US 12,143,520 B2
Network multi-tenant architecture for distributed ledger systems
Samer Falah, Brooklyn, NY (US); Chaddy Huussin, West New York, NJ (US); Angela Pratt, New York, NY (US); Jitendra Bhurat, Princeton, NJ (US); Nicolae Leonte, Bournemouth (GB); and Trung Nguyen, Jersey City, NJ (US)
Assigned to Consensys Software Inc., Brooklyn, NY (US)
Appl. No. 17/775,435
Filed by Consensys Software Inc., Brooklyn, NY (US)
PCT Filed Nov. 17, 2020, PCT No. PCT/US2020/060879
§ 371(c)(1), (2) Date May 9, 2022,
PCT Pub. No. WO2021/101888, PCT Pub. Date May 27, 2021.
Claims priority of provisional application 62/937,714, filed on Nov. 19, 2019.
Prior Publication US 2022/0400021 A1, Dec. 15, 2022
Int. Cl. H04L 9/00 (2022.01); H04L 9/32 (2006.01)

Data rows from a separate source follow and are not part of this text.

PR #75, opened 2021-09-19
feat/improve configuration

onerandomusername:
- feat: rewrite the entire configuration system to use marshmallow and attrs
- config: remove config_default.toml since its now part of the classes

Closes #22

PR #77, opened 2021-09-25
feat/error handler

onerandomusername:
- feat: add initial error handler
- add some CheckFailure handling support
- fix: implement remaining UserInputErrors
- fix: title regex
- fix: add concurrency errors and cooldown error support
- fix: don't log CommandNotFound errors unless in a dev mode
- fix: handle bot missing permissions

### DIFF
--- a/modmail/extensions/utils/error_handler.py
+++ b/modmail/extensions/utils/error_handler.py
@@ -8,7 +8,8 @@ from discord.ext import commands
 
 from modmail.bot import ModmailBot
 from modmail.log import ModmailLogger
-from modmail.utils.cogs import ExtMetadata, ModmailCog
+from modmail.utils.cogs import BotModes, ExtMetadata, ModmailCog
+from modmail.utils.extensions import BOT_MODE
 
 
 logger: ModmailLogger = logging.getLogger(__name__)
@@ -18,6 +19,8 @@ EXT_METADATA = ExtMetadata()
 ERROR_COLOUR = discord.Colour.red()
 
 ERROR_TITLE_REGEX = re.compile(r"(?<=[a-zA-Z])([A-Z])(?=[a-z])")
+
+ANY_DEV_MODE = BOT_MODE & (BotModes.DEVELOP.value + BotModes.PLUGIN_DEV.value)
 
 
 class ErrorHandler(ModmailCog, name="Error Handler"):
@@ -92,14 +95,14 @@ class ErrorHandler(ModmailCog, name="Error Handler"):
             logging.debug(f"Command {ctx.command} had its error already handled locally; ignoring.")
             return
 
-        if not isinstance(error, commands.CommandError):
-            logger.error("What in the world...")
-            return
-        logger.trace(error)
         if isinstance(error, commands.CommandNotFound):
             # ignore every time the user inputs a message that starts with our prefix but isn't a command
             # this will be modified in the future to support prefilled commands
+            if ANY_DEV_MODE:
+                logger.trace(error)
             return
+
+        logger.trace(error)
 
         title = None
         msg = None
--- a/modmail/extensions/utils/error_handler.py
+++ b/modmail/extensions/utils/error_handler.py
@@ -32,7 +32,7 @@ class ErrorHandler(ModmailCog, name="Error Handler"):
     @staticmethod
     def error_embed(message: str, title: str = None) -> discord.Embed:
         """Create an error embed with an error colour and reason and return it."""
-        return discord.Embed(message, colour=ERROR_COLOUR, title=title or "Error Occured")
+        return discord.Embed(message, colour=ERROR_COLOUR, title=title or "Error Occurred")
 
     @staticmethod
     def get_title_from_name(error: typing.Union[Exception, str]) -> str:
@@ -73,7 +73,7 @@ class ErrorHandler(ModmailCog, name="Error Handler"):
     async def handle_bot_missing_perms(
         self, ctx: commands.Context, error: commands.BotMissingPermissions
     ) -> bool:
-        """Handles bot missing perms by dming the user if they have a permission which may be to fix this."""
+        """Handles bot missing permissing by dming the user if they have a permission which may be able to fix this."""  # noqa: E501
         embed = self.error_embed(str(error))
         try:
             await ctx.send(embeds=[embed])
@@ -166,7 +166,7 @@ class ErrorHandler(ModmailCog, name="Error Handler"):
 
         elif isinstance(error, commands.CommandInvokeError):
             # generic error
-            logger.error(f'Error occured in command "{ctx.command}".', exc_info=error.original)
+            logger.error(f'Error occurred in command "{ctx.command}".', exc_info=error.original)
             # todo: this should log somewhere else since this is a bot bug.
             embed = self.error_embed(
                 "Oops! Something went wrong internally in the command you were trying to execute. "
--- a/modmail/extensions/utils/error_handler.py
+++ b/modmail/extensions/utils/error_handler.py
@@ -1,4 +1,5 @@
 import logging
+import re
 import typing
 
 import discord
@@ -17,12 +18,23 @@ EXT_METADATA = ExtMetadata()
 ERROR_COLOUR = discord.Colour.red()
 
 
+def _raise(e: BaseException, *arg, **kwargs) -> typing.NoReturn:
+    raise e
+
+
 class ErrorHandler(ModmailCog, name="Error Handler"):
     """Handles all errors across the bot."""
 
     def __init__(self, bot: ModmailBot):
         self.bot = bot
 
+    @commands.check(lambda _: _raise(commands.NotOwner("oy")))
+    @commands.command()
+    async def error(self, ctx: commands.Context) -> None:
+        """."""
+        await ctx.send(5)
+
+    @commands.has_permissions(administrator=False)
     @commands.command()
     async def cmd(self, ctx: commands.Context, error: str = None, *args) -> None:
         """."""
@@ -41,22 +53,17 @@ class ErrorHandler(ModmailCog, name="Error Handler"):
     ) -> discord.Embed:
         """Handling deferred from main error handler to handle UserInputErrors."""
         embed = None
-        if isinstance(error, commands.BadArgument):
-            embed = self.error_embed(str(error), title="Bad argument")
-        elif isinstance(error, commands.MissingRequiredArgument):
-            embed = self.error_embed(str(error), title="Missing required argument")
-        elif isinstance(error, commands.TooManyArguments):
-            embed = self.error_embed(str(error), title="Too many arguments")
-        elif isinstance(error, commands.BadUnionArgument):
+        title = "User Input Error"
+        if isinstance(error, commands.BadUnionArgument):
             # TODO: complete
             msg = ""
-            embed = self.error_embed(msg, title="Bad union argument")
+            embed = self.error_embed(msg, title="Bad Union Argument")
         elif isinstance(error, commands.BadLiteralArgument):
             # TODO: complete
             msg = ""
-            embed = self.error_embed(msg, title="Bad literal argument")
+            embed = self.error_embed(msg, title="Bad Literal Argument")
         elif isinstance(error, commands.ArgumentParsingError):
-            embed = self.error_embed(str(error), title="Argument parsing error")
+            embed = self.error_embed(str(error), title="Argument Parsing Error")
             if isinstance(error, commands.UnexpectedQuoteError):
                 ...
             elif isinstance(error, commands.InvalidEndOfQuotedStringError):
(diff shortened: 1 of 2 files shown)


modmail/extensions/utils/error_handler.py
```diff
@@ -0,0 +1,195 @@
...
+from modmail.log import ModmailLogger
+from modmail.utils.cogs import BotModes, ExtMetadata, ModmailCog
+from modmail.utils.extensions import BOT_MODE
+
+
+logger: ModmailLogger = logging.getLogger(__name__)
+
+EXT_METADATA = ExtMetadata()
+
+ERROR_COLOUR = discord.Colour.red()
```
dawnofmidnight, line 19: Does this need to be a constant? It's just used once.

modmail/extensions/utils/error_handler.py
```diff
@@ -0,0 +1,195 @@
...
+class ErrorHandler(ModmailCog, name="Error Handler"):
+    """Handles all errors across the bot."""
+
+    def __init__(self, bot: ModmailBot):
+        self.bot = bot
+
+    @staticmethod
+    def error_embed(message: str, title: str = None) -> discord.Embed:
+        """Create an error embed with an error colour and reason and return it."""
+        return discord.Embed(message, colour=ERROR_COLOUR, title=title or "Error Occured")
```
dawnofmidnight, line 35: Occurred has two Rs

modmail/extensions/utils/error_handler.py
```diff
@@ -0,0 +1,195 @@
...
+            msg = self.get_title_from_name(str(error))
+            title = self.get_title_from_name(error)
+        else:
+            title = self.get_title_from_name(error)
+        return embed or self.error_embed(msg or str(error), title=title)
+
+    async def handle_bot_missing_perms(
+        self, ctx: commands.Context, error: commands.BotMissingPermissions
+    ) -> bool:
+        """Handles bot missing perms by dming the user if they have a permission which may be to fix this."""
```
dawnofmidnight, line 76: Also "may be to fix this" is a bit confused. Maybe it could be replaced with "could be used to fix this"? Or maybe just "may be able to fix this"?

dawnofmidnight (changes requested):
This looks pretty good, although I can't test at the moment because I'm not on my usual dev environment. One side question: should "dm" or "dming" be capitalized?

modmail/extensions/utils/error_handler.py
onerandomusername: Yes, in a future pr I'll be moving it to the configuration system.

modmail/extensions/utils/error_handler.py
```diff
@@ -0,0 +1,195 @@
...
+
+logger: ModmailLogger = logging.getLogger(__name__)
+
+EXT_METADATA = ExtMetadata()
+
+ERROR_COLOUR = discord.Colour.red()
+
+ERROR_TITLE_REGEX = re.compile(r"(?<=[a-zA-Z])([A-Z])(?=[a-z])")
+
+ANY_DEV_MODE = BOT_MODE & (BotModes.DEVELOP.value + BotModes.PLUGIN_DEV.value)
```
bast0006, line 23: Is there not a better way to do this from ExtMetadata?

modmail/extensions/utils/error_handler.py
```diff
@@ -0,0 +1,195 @@
...
+class ErrorHandler(ModmailCog, name="Error Handler"):
+    """Handles all errors across the bot."""
+
+    def __init__(self, bot: ModmailBot):
+        self.bot = bot
+
+    @staticmethod
+    def error_embed(message: str, title: str = None) -> discord.Embed:
+        """Create an error embed with an error colour and reason and return it."""
+        return discord.Embed(message, colour=ERROR_COLOUR, title=title or "Error Occurred")
```
bast0006, line 35: `title` should not be nullable here. Let's enforce some kind of automated naming, like derived from the exception name. Plus, it's not typehinted as Optional.

modmail/extensions/utils/error_handler.py
```diff
@@ -0,0 +1,195 @@
...
+            self._reset_command_cooldown(ctx)
+        embed = None
+        msg = None
+        title = "User Input Error"
+        if isinstance(error, commands.BadUnionArgument):
+            msg = self.get_title_from_name(str(error))
+            title = self.get_title_from_name(error)
+        else:
+            title = self.get_title_from_name(error)
+        return embed or self.error_embed(msg or str(error), title=title)
```
bast0006, line 71: This can be cleaned up a little. Try moving `str(error)` into the `else` clause, and then you don't need the or. Also no need for `title` here to be a keyword argument.

modmail/extensions/utils/error_handler.py
```diff
@@ -0,0 +1,195 @@
...
+
+    async def handle_bot_missing_perms(
+        self, ctx: commands.Context, error: commands.BotMissingPermissions
+    ) -> bool:
+        """Handles bot missing permissing by dming the user if they have a permission which may be able to fix this."""  # noqa: E501
+        embed = self.error_embed(str(error))
```
bast0006, line 77: In the interest of removing "Error Ocurred", we could either hardcode in "Permissions Failure"/"Missing Permissions" or something here, to help localize embed naming to what's appropriate. I'd like to avoid any chance of "Oops Something Went Wrong," as those kinds of errors are _extremely_ frustrating to get, and repetitive embeds are large and obnoxious.

modmail/extensions/utils/error_handler.py
bast0006: Perhaps ExtMetadata or BotModes should have an `any_dev_mode` property?

modmail/extensions/utils/error_handler.py
```diff
@@ -0,0 +1,195 @@
...
+                if perms.value & ctx.channel.permissions_for(ctx.author).value:
+                    logger.info(
+                        f"Attempting to dm {ctx.author} since they have a permission which may be able "
+                        "to give the bot send message permissions."
+                    )
+                    try:
+                        await ctx.author.send(embeds=[embed])
+                    except discord.Forbidden:
+                        logger.notice("Also encountered an error when trying to reply in dms.")
+                        return False
```
bast0006, line 99: I love this feature. Needs to be behind a configuration toggle, though.

modmail/extensions/utils/error_handler.py
```diff
@@ -0,0 +1,195 @@
...
+            title = "DMs Only"
+        elif isinstance(error, commands.NoPrivateMessage):
+            title = "Server Only"
+        elif isinstance(error, commands.BotMissingPermissions):
+            # defer handling BotMissingPermissions to a method, since this can be problematic
+            await self.handle_bot_missing_perms(ctx, error)
+            return None
+        else:
+            title = self.get_title_from_name(error)
+        embed = self.error_embed(msg or str(error), title=title)
```
bast0006, line 121: msg here is always str(error), so we can simplify that out

modmail/extensions/utils/error_handler.py
```diff
@@ -0,0 +1,195 @@
...
+        msg = None
+        if isinstance(error, commands.CheckAnyFailure):
+            title = self.get_title_from_name(error.checks[-1])
+            msg = str(error)
+        elif isinstance(error, commands.PrivateMessageOnly):
+            title = "DMs Only"
+        elif isinstance(error, commands.NoPrivateMessage):
+            title = "Server Only"
+        elif isinstance(error, commands.BotMissingPermissions):
+            # defer handling BotMissingPermissions to a method, since this can be problematic
```
bast0006, line 116: Add to this comment? Instead of just "Since this can be problematic" how about "handled specially for better UX and detail" or similar? We're doing good things, not just handling bad things, so that should be apparent without having to go digging into another method. It'll also direct someone looking for how the Missing Permissions DM works to the right function.

modmail/extensions/utils/error_handler.py
```diff
@@ -0,0 +1,195 @@
...
+            # ignore every time the user inputs a message that starts with our prefix but isn't a command
+            # this will be modified in the future to support prefilled commands
+            if ANY_DEV_MODE:
+                logger.trace(error)
+            return
+
+        logger.trace(error)
+
+        title = None
+        msg = None
```
bast0006, line 141: These aren't used

modmail/extensions/utils/error_handler.py
```diff
@@ -0,0 +1,195 @@
...
+        # TODO: this has a fundamental problem with any BotMissingPermissions error
+        # if the issue is the bot does not have permissions to send embeds or send messages...
+        # yeah, problematic.
+
+        if not should_respond:
+            logger.debug("Not responding to error since should_respond is falsey.")
+            return
+
+        if embed is None:
+            embed = self.error_embed(msg or str(error), title=title or self.get_title_from_name(error))
```
bast0006, line 188: Since neither title nor  message are actually used from the above, they can be dropped. This should also be commented, I think:
`# general case` or something like that.

modmail/extensions/utils/error_handler.py
```diff
@@ -0,0 +1,195 @@
...
+            if isinstance(error.original, discord.Forbidden):
+                await self.handle_bot_missing_perms(ctx, error.original)
+                return
+
+        # TODO: this has a fundamental problem with any BotMissingPermissions error
+        # if the issue is the bot does not have permissions to send embeds or send messages...
+        # yeah, problematic.
+
+        if not should_respond:
+            logger.debug("Not responding to error since should_respond is falsey.")
```
bast0006, line 184: Try perhaps "Since the embed has already been sent or belongs to a hidden command and thus should be hidden."

modmail/extensions/utils/error_handler.py
```diff
@@ -0,0 +1,195 @@
...
+        elif isinstance(error, commands.CheckFailure):
+            embed = await self.handle_check_failure(ctx, error)
+            # handle_check_failure may send its own error if its a BotMissingPermissions error.
+            if embed is None:
+                should_respond = False
+        elif isinstance(error, commands.ConversionError):
+            # s = object()
+            # error.converter.convert.__annotations__.get("return", s)
+            # embed = error
+            ...
```
bast0006, line 156: Incomplete? @onerandomusername
If we actually want incomplete fallthrough, a 
`pass  # fall through to default response formatting` would be the best way to annotate it I think.

bast0006 (changes requested):

modmail/extensions/utils/error_handler.py
onerandomusername: Configuration system is in a different pr, GH-75, so I'll add a constant for now.

modmail/extensions/utils/error_handler.py
onerandomusername: I don't want to add that to the metadata system, also metadata got a bit of a refactor in GH-69.

What I could add to the cog system is this constant, and just compute it there instead.

onerandomusername:
There is a fundamental issue with the botmissingpermissions error handling. In almost all send message cases, the bot will make a second case which will 100% fail.

The bot should check its cache *or* request the channel perms to see if it has send message perms. If it does, should also check for embed image permissions, and send a standard message of content if that fails. 

if *that* is not a valid permission, the bot should see if it has add_reaction permissions and maybe add a `:x:` if it can.

modmail/extensions/utils/error_handler.py
onerandomusername: Yeah, I think I meant to do something but can remove this.

modmail/extensions/utils/error_handler.py
onerandomusername: Actually, this was behind a partial config toggle. If the bot is in a developer mode it will the dm the user, but was not turned on for main users.

modmail/extensions/utils/error_handler.py
onerandomusername: There is a place where its already dervied from the exception class. That exists elsewhere, and is used for most names. I suppose I could remove the default here, since its only used in one place and call the method with that default. 

However, if making it required, I'm switching the argument order as well.

modmail/extensions/utils/error_handler.py
onerandomusername: I'll switch this from the developer default to the configuration system once it is merged.

modmail/extensions/utils/error_handler.py
```diff
@@ -60,54 +60,64 @@ async def handle_user_input_error(
...
-                # non-general permissions
-                perms = discord.Permissions(
-                    administrator=True,
-                    manage_threads=True,
-                    manage_roles=True,
-                    manage_channels=True,
+            responded = True
+        elif bot_perms >= discord.Permissions(send_messages=True):
+            # make a message as similar to the embed, using as few permissions as possible
+            # this is the only place we send a standard message instead of an embed, so no helper methods
```
bast0006, line 81: .. are neccessary

modmail/extensions/utils/error_handler.py
```diff
@@ -60,54 +60,64 @@ async def handle_user_input_error(
...
+            )
+            # intentionally not setting responded to True, since we want to attempt to dm the user
+            logger.warning(
+                f"Missing partial required permissions for {ctx.channel}. "
+                "I am able to send messages, but not embeds."
+            )
+        else:
+            logger.error(f"Unable to send an error message to channel {ctx.channel}")
+
+        if responded is not True and ANY_DEV_MODE:
```
bast0006, line 94: not responded is clearer

modmail/extensions/utils/error_handler.py
```diff
@@ -162,30 +167,36 @@ async def on_command_error(self, ctx: commands.Context, error: commands.CommandE
                 msg = f"Command `{ctx.invoked_with}` is disabled."
                 if reason := ctx.command.extras.get("disabled_reason", None):
                     msg += f"\nReason: {reason}"
-                embed = self.error_embed(msg, title="Command Disabled")
+                embed = self.error_embed("Command Disabled", msg or str(error))
```
bast0006: msg is always present here, no need for the or

modmail/extensions/utils/error_handler.py
```diff
@@ -162,30 +167,36 @@ async def on_command_error(self, ctx: commands.Context, error: commands.CommandE
...
+                should_respond = False
+            else:
+                # generic error
+                logger.error(f'Error occurred in command "{ctx.command}".', exc_info=error.original)
+                # todo: this should log somewhere else since this is a bot bug.
+                embed = self.error_embed(
+                    "Error Occurred",
+                    "Oops! Something went wrong internally in the command you were trying to execute. "
+                    "Please report this error and what you were trying to do to the developers.",
+                )
```
bast0006, line 185: Is this always going to be a bot bug, or will plugins fire this too?

onerandomusername:
> 
> 
> There is a fundamental issue with the botmissingpermissions error handling. In almost all send message cases, the bot will make a second case which will 100% fail.
> 
> The bot should check its cache _or_ request the channel perms to see if it has send message perms. If it does, should also check for embed image permissions, and send a standard message of content if that fails.
> 
> if _that_ is not a valid permission, the bot should see if it has add_reaction permissions and maybe add a `:x:` if it can.

This is implemented in 7f19996

modmail/extensions/utils/error_handler.py
onerandomusername: Plugins and internal features will fire this, so I've customised it in 34e7696 to detect the name of the module it was fired from.

bast0006 (approved):

PR #78, opened 2021-09-27
enhancement: embedify all of the meta commands

onerandomusername:
Old responses:
image

New responses:
image


Shivansh-007 (approved):
Yes

onerandomusername:
This pr should wait until GH-75 is merged as it will cause merge conflicts, and I would rather resolve them here than on that pr.

onerandomusername:
Actually, the conflicts are easy enough to fix there, so I'll merge this now.

PR #80, opened 2021-10-04
maybe fix workflows not running

onerandomusername:


onerandomusername:
Figured this out, branches must be up to date with main since that requirement is turned on. This must be a way that github is trying to save on action usage or something....

PR #5, opened 2014-03-15
Add Twitter, CloudFlare, Coinbase. Add support for Authy

zach-taylor:
The three sites that I added still need images.

Authy is an alternative to Google Authenticator and has a lot more features so I thought it would be a  good idea to add it as well.


jdavis:
For Twitter, you can generate a 2FA code with the app?

zach-taylor:
Yeah, it seems that way

screenshot 2014-03-15 18 41 44

jdavis:
Ahhh, I was just looking around for it but missed that. Awesome.

jdavis:
Awesome. Before you merge into `gh-pages`, I saw a little issue with one of the tables, but I'll fix that up. Other than that, A++++ would merge again.

zach-taylor:
Sounds good!

PR #6, opened 2014-03-16
Adding Charles Schwab

mpdavis:
Adds Charles Schwab to the list of finance offerings.

Charles Schwab offers two factor via a hardware fob that they will send you for free.  You can read about it at the bottom of the website [here.](http://www.schwab.com/public/schwab/nn/legal_compliance/schwabsafe/your_questions_answered)

I wasn't sure if I should add another column for hardware two factor auth or not.  I am happy to do that if you want.


jdavis:
<3 Thanks Michael!

Yeah, we might have to add a column for hardware solutions. We'll have to wait to see how common it is.

PR #7, opened 2014-03-16
Digitalocean

mpdavis:


jdavis:
They don't have SMS? I would check but I'm away from my desktop.

mpdavis:
They use SMS as a way to unlock the account should you lose your TFA device, but as far as I can tell they don't offer it as a TFA option.

jdavis:
Ahh gotcha. I read something about SMS and was just wondering.

Also if you could change the link to this: https://www.digitalocean.com/company/blog/introducing-two-factor-authentication/

I think the Docs link should point to a place where people can read about it. Then it can be merged!

Also, I added you as a Collaborator. Feel free to merge in your own or commit directly to master. I'm using master as the development branch and gh-pages as the production.

PR #10, opened 2014-03-16
Adding LinkedIn and Evernote

jeffgodwyll:


jdavis:
This looks excellent, Jeff!

One question that I have from looking at it, do both the apps provide a possible way to provide a key for 2FA?

If so, then it should work similarly to [Facebook's Code Generator](https://www.facebook.com/help/www/270942386330392).

jeffgodwyll:
Yeah both apps require keys. But just so I'm sure I get you correctly, the apps included should have 2FA as well right?

Evernote's app requires an authenticator app (such as Google Authenticator App) installed on user's device. You then have to scan a QR code it'll generate, etc. There are backup options too.

LinkedIn's is pretty much straightforward. You enter the key received via sms to enter your account.

jdavis:
Ahh, I should be more clear in the README or something like that especially for the **Custom** section. But basically, for the custom section, I have that reserved for apps that provide their "own" 2FA service.

I used Facebook as an example because there are a few ways to get a code to login to Facebook. The first is through text, of course. The second is to open up the Facebook application, then use the built in Code Generator to generate a 2FA key. Basically the **Custom** section is for an app that doesn't use SMS, Google Auth, or Authy.

Another example is that Steam uses 2FA but only through email. So the second factor comes from sending out an email. If you look at Steam on the website, it has an X everywhere except Custom and there it has an Email icon.

Does that make sense?

jeffgodwyll:
Yeah it's clear now thanks.

I will like to put a variation of this("Basically the Custom section is for an app that doesn't use SMS, Google Auth, or Authy.") somewhere in the readme. Are you okay with that?

jdavis:
Yeah, I think clarifying it in the README would be great. Feel free to fork
it again and it'll be merged!

jeffgodwyll:
Great

PR #29, opened 2014-03-17
Adding Blizzard

smarkwell:


zach-taylor:
@smarkwell your iTunes link redirects to https://itunes.apple.com/app/battle.net-mobile-authenticator/id306862897 so might as well use that.

Will also need to add an icon. @jdavis and I have just been grabbing the site's favicon.ico and using http://www.convertico.com/ to convert it to png. 16x16 should be sufficient

smarkwell:
Can I'll redo the pull then.  Need to actually dl a github client to add the png file.

smarkwell:
Ok, should be good now based on your feedback.

PR #31, opened 2014-03-17
OptionsHouse

ilyakatz:


computmaxer:
@ilyakatz This PR has merge conflicts, please pull in the latest master to resolve.

zach-taylor:
Will also want to remove .DS_store from the gitignore. That should should go in your .gitignore_global file rather than each individual repository.

jdavis:
I left it in there for now, I agree in that it should go in the global. But some people might not ignore it... I also added the iOS for OptionsHouse. Thanks for the PR though, @ilyakatz

PR #37, opened 2014-03-17
Add VeriSign VIP Access.

ab:
Many prominent sites, including PayPal and name.com, support two factor
authentication using VeriSign's VIP Access system.

https://idprotect.vip.symantec.com/learnmore.v

I didn't test this at all, so let me know if it looks horrendous / if I can do anything to improve it.

### DIFF
--- a/_data/main.yml
+++ b/_data/main.yml
@@ -181,6 +181,7 @@ sections:
           url: https://www.paypal.com/
           tfa: Yes
           sms: Yes
+          verisign: Yes
           doc: https://www.paypal.com/us/cgi-bin?cmd=xpt/Marketing_CommandDriven/securitycenter/PayPalSecurityKey-outside&bn_r=o
 
         - name: Stripe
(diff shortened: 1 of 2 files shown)


sudeepkodavati:
Yes I think we have to have VeriSign. I just added name.com to the data.yml. Placed veriSign links for Android and Iphone in Custom element.

jdavis:
I'm taking a look at it now. How many sites do you think use this?

sudeepkodavati:
From the website I can see major sites like name.com, ebay, box.net, paypal, Merrill Lynch, adobe systems and others. On total the website shows 160 companies which are using Symantec two factor authentication (also called VeriSign). From the list we can see more than half of them are based out side of States. 

http://m.vip.symantec.com/wheretouse.v

ab:
Yeah I don't have concrete numbers, but my impression is that it's quite widely used — probably as much as plain TOTP is.

jdavis:
Okay! I think I'm ready to give VIP the go ahead to be added to the site. I've had a lot of requests for it and based off what you say, I think it looks great.

Unfortunately we've changed the data files around so it can no longer be merged. If you could fix that, that's great. If you can't, no worries; one of us will. Just let us know.

jdavis:
Finally it has been merged in. Thanks for your PR, @ab.

PR #42, opened 2014-03-17
Added Gandi (domain registrar)

matthewgall:
Added data for Gandi (https://gandi.net) a domain registrar and an image (credit: https://gandi.net/favicon.ico)


jdavis:
Nice work, pal!

PR #46, opened 2014-03-17
Added Cryptsy

Vanhouttethomas:
Cryptocurrency instead of just Bitcoin?

### DIFF
--- a/_data/main.yml
+++ b/_data/main.yml
@@ -343,7 +343,7 @@ sections:
 #
 
   - id: bitcoin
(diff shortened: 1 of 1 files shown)


bsdlp:
:+1: on cryptocurrency, as you'll likely see other exchanges that handle multiple cryptocurrencies instead of just bitcoin.

jdavis:
I added in Cryptsy's logo, but other than that, the suggestion was great.

PR #48, opened 2014-03-17
Add DreamHost entry

csuhta:
They support email confirmation and Google Auth


jdavis:
Sorry for not merging this, we ended up getting a different PR, #76  with a better icon. That guy is ginormous. Thanks a lot though!

PR #51, opened 2014-03-17
Add League of Legend and Guild Wars 2

csuhta:
GW2 supports Google Auth and email
League of Legends supports nothing :(


jdavis:
Nice work, champ!

PR #53, opened 2014-03-17
Added WordPress.com

Terrance:
WordPress.com supports it: http://en.support.wordpress.com/security/two-step-authentication/


jdavis:
<3's all around

PR #2727, opened 2017-09-13
Losslessly recompressed all png files.

mxxcon:
1011876 bytes compressed down to 930454 bytes


Jawshy (approved):
Looks good to me.

jamcat22 (approved):
:+1:

PR #2731, opened 2017-09-15
Adds contabo.de

mxxcon:


mxxcon:
@2factorauth/collaborators bump?

Jawshy (approved):
Their Twitter account isn't terribly active, but other than that this looks good (as far as a non-German speaker can tell.)

jamcat22 (approved):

CPC H04L 9/50 (2022.05) [H04L 9/3213 (2013.01); H04L 9/3273 (2013.01)] 20 Claims
OG exemplary drawing
 
1. A computer system for providing a Quorum network comprising an access-controlled state-isolated multi-tenant Ethereum-based distributed ledger system comprising multiple nodes, the computer system including:
a single node of the multiple nodes including circuitry configured to store resources from multiple entities, such that the resources are segregated and access to the resources is controlled based on a received token;
an authentication server including an index, wherein:
the index associates each of the stored resources with both:
permitted accessors of the stored resource; and
for each of the permitted accessors, permitted actions that the permitted accessor is authorized to perform on the stored resource;
the authentication server is configured to authenticate a user by:
receiving user credential from the user;
validating the received user credentials; and
when the received user credentials are valid:
based on the received user credentials, determining using the index a scope of access for the user including:
 accessible resources comprising the stored resources for which the user is one of the permitted accessors; and
 acceptable actions comprising, for each of the accessible resources, the permitted actions that the user is authorized to perform on the accessible resource;
generating the token authenticating the user and including the scope of access; and
outputting the token;
wherein the node is further configured to:
receive the token, and an access request from the user including a requested action to perform on a target resource of the stored resources;
when the token identifies both the target resource as one of the accessible resources, and the requested action as one of the acceptable actions for the accessible resource, perform the requested action on the target resource; and
when the token either does not identify the target resource as one of the accessible resources, or does not identify the requested action as one of the acceptable actions for the accessible resource, does not perform the requested action on the target resource.